18 Agustus 2011

Menyusuri Kota Kota Pantura (1)

Terpikat dengan ekspedisi Anyer Panarukan, yang membuat saya ingin menyusuri kota kota di pantai utara Jawa. Namun tentu saja berlainan dengan ekspedisi yang dokumentasinya tercatat rapi begitu pula dengan kota kota yang akan dikunjungi telah terencana baik, tour yang saya lakukan terasa berantakan, ada tempat yang tidak jadi dikunjungi karena keterbatasan waktu dan daya dukung mobil yang hanya sebesar 1500 cc.  Banyak foto yang kabur karena diambil dari mobil yang berkecepatan tinggi, ditambah saya juga memegang kemudi, tidak mungkin berkonsentrasi mengambil gambar.

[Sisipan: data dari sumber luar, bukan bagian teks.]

PR #1777, opened 2022-06-09
tests: verify /etc release symlinks are valid

HuijingHei:
See:
- https://bugzilla.redhat.com/show_bug.cgi?id=2068148
- https://github.com/openshift/os/pull/815

### DIFF
--- a/tests/kola/files/check-symlink
+++ b/tests/kola/files/check-symlink
@@ -1,0 +1,19 @@
+#!/bin/bash
+# kola: { "exclusive": false }
+# Verify /etc release symlinks are valid
+# See:
+# - https://bugzilla.redhat.com/show_bug.cgi?id=2068148
+# - https://github.com/openshift/os/pull/815
+
+set -xeuo pipefail
+
+. $KOLA_EXT_DATA/commonlib.sh
+
+for file_name in /etc/system-release-cpe /etc/system-release /etc/redhat-release /etc/os-release
+do
+    real_path=$(readlink -f ${file_name})
+    if ! test -f "${real_path}"; then
+        fatal "Error: ${file_name} symlink to ${real_path} which not exists"
+    fi
+    ok "${file_name} symlink to valid file ${real_path}"
+done


ravanelli (dismissed):
lgtm

mike-nguyen:
LGTM

tests/kola/files/check-symlink
```diff
@@ -0,0 +1,19 @@
...
+# Verify the symlink pointing to a valid file
+# See:
+# - https://bugzilla.redhat.com/show_bug.cgi?id=2068148
+# - https://github.com/openshift/os/pull/815
+
+set -xeuo pipefail
+
+. $KOLA_EXT_DATA/commonlib.sh
+
+for file_name in /etc/system-release-cpe /etc/system-release /etc/redhat-release
```
jlebon: While we're here, we might as well add `/etc/os-release` too.

jlebon (commented):
This mostly LGTM, but can I suggest a more descriptive commit title? E.g. maybe something like `tests: verify /etc release symlinks are valid`?

jlebon (approved):
Thanks!

travier:
I'm late to the party but is there any reason preventing us from testing basically all symlinks in the image?

HuijingHei:
> is there any reason preventing us from testing basically all symlinks in the image?

Good question, do we need to fix all broken symlinks if found?

Just check /etc and find there are 4 symlinks that are broken:
```
[core@cosa-devsh ~]$ sudo find /etc -xtype l | xargs ls -l
lrwxrwxrwx. 1 root root 29 Jun  9 17:03 /etc/alternatives/ncman -> /usr/share/man/man1/ncat.1.gz
lrwxrwxrwx. 1 root root 43 Jun  9 17:03 /etc/alternatives/unversioned-python-man -> /usr/share/man/man1/unversioned-python.1.gz
lrwxrwxrwx. 1 root root 31 Jun  9 17:03 /etc/grub2-efi.cfg -> ../boot/efi/EFI/redhat/grub.cfg
lrwxrwxrwx. 1 root root 15 Jun  9 17:03 /etc/sysconfig/grub -> ../default/grub
[core@cosa-devsh ~]$ ls -l /usr/share/man/man1/ncat.1.gz /usr/share/man/man1/unversioned-python.1.gz ../boot/efi/EFI/redhat/grub.cfg ../default/grub
ls: cannot access '/usr/share/man/man1/ncat.1.gz': No such file or directory
ls: cannot access '/usr/share/man/man1/unversioned-python.1.gz': No such file or directory
ls: cannot access '../boot/efi/EFI/redhat/grub.cfg': No such file or directory
ls: cannot access '../default/grub': No such file or directory
```

travier:
I think we should. If they are broken we should fix them or remove them.

travier:
And I would check both etc & usr for broken symlinks

travier:
Made https://github.com/coreos/fedora-coreos-config/issues/1782 for tracking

Bosan dengan kota kota yang seragam ala Jabodetabek, menguatkan niat saya untuk segera mengimplementasikan impian ini.  Jika Anyer - Panarukan berjarak sekitar 1.100 km, maka jarak tempuh yang saya lakukan adalah sekitar 800 km lebih.

Bandung dan Jogja, tidak perlu diceritakan lagi, kota kota ini merupakan kota utama dengan tingkat pembangunan infrastruktur yang padat.  Padat dengan mall walaupun di Jogja masih cukup kental dengan tradisi.  Itu mungkin yang membuat saya merasa betah di Jogja.

Dari Jogja, tujuan diarahkan ke malang, melewati Solo, Ngawi, Nganjuk, Kertosono, jalan yang lebar dan sepi melewati hutan Jati di Ngawi, singgah ke rumah makan yang cukup besar di jalan raya Ngawi karena Asyar puasa setengah hari.  Kota Ngawi sepi karena bulan puasa mungkin, namun tetap ada denyut teratur dari pusat kota. Sering berpapasan dengan truk truk besar, namun karena kondisi jalan yang sepi lebih mudah untuk mendahului.

Melewati jalan arteri kecil menuju Batu, berpapasan dengan sepeda motor pengangkut hasil bumi, Ibu Ibu yang memanggul jerami, tidak ada minimarket berjaringan, lebih banyak toko kecil dan warung, malah bagus begitu.

Saya memusatkan perhatian penuh pada kemudi saat jalan menanjak dan berkelok tajam di batu. Batu lebih indah dari Puncak.  namun hari sudah mulai gelap, celaka,,saya paling takut jika menyetir malam hari apalagi di rute yang penuh dengan kelokan tajam.  Dalam hati berdoa semoga masih ada sinar matahari saat jalur ini kelar dilalui.  Ternyata bisa, gelap benar benar turun saat mencapai Malang. sayang sekali tidak dapat melihat kota ini dengan jelas saat malam.  Hotel saya berada di jalan cerme, yang merupakan Mentengnya Malang.  Sebuah hotel bergaya kolonial dibangun tahun 1930, bekas kantor RRI kalau tidak salah.  Kita berbuka di Depot (Dapur?) Kanton, yang menyajikan masakan cina dengan porsi fantastis besarnya, walaupun rasanya standar.  Saya yang tidak bernafsu saat buka puasa masih mencari cari sesuatu...ternyata tepat di seberang hotel ada cafe yang nyaman, Club sandwichnya sedap, menyesal tidak dari tadi ke sini.

Di Malang inilah saya teringat kembali dengan legenda Oey Tiong Ham, seorang taipan gula Asia Tenggara yang berasal dari Semarang. Jika Rockefeller adalah Raja minyak awal abad 20, Oey Tiong Ham adalah Raja Gulanya.  Kekayaannya saat meninggal mencapai 200 juta gulden!!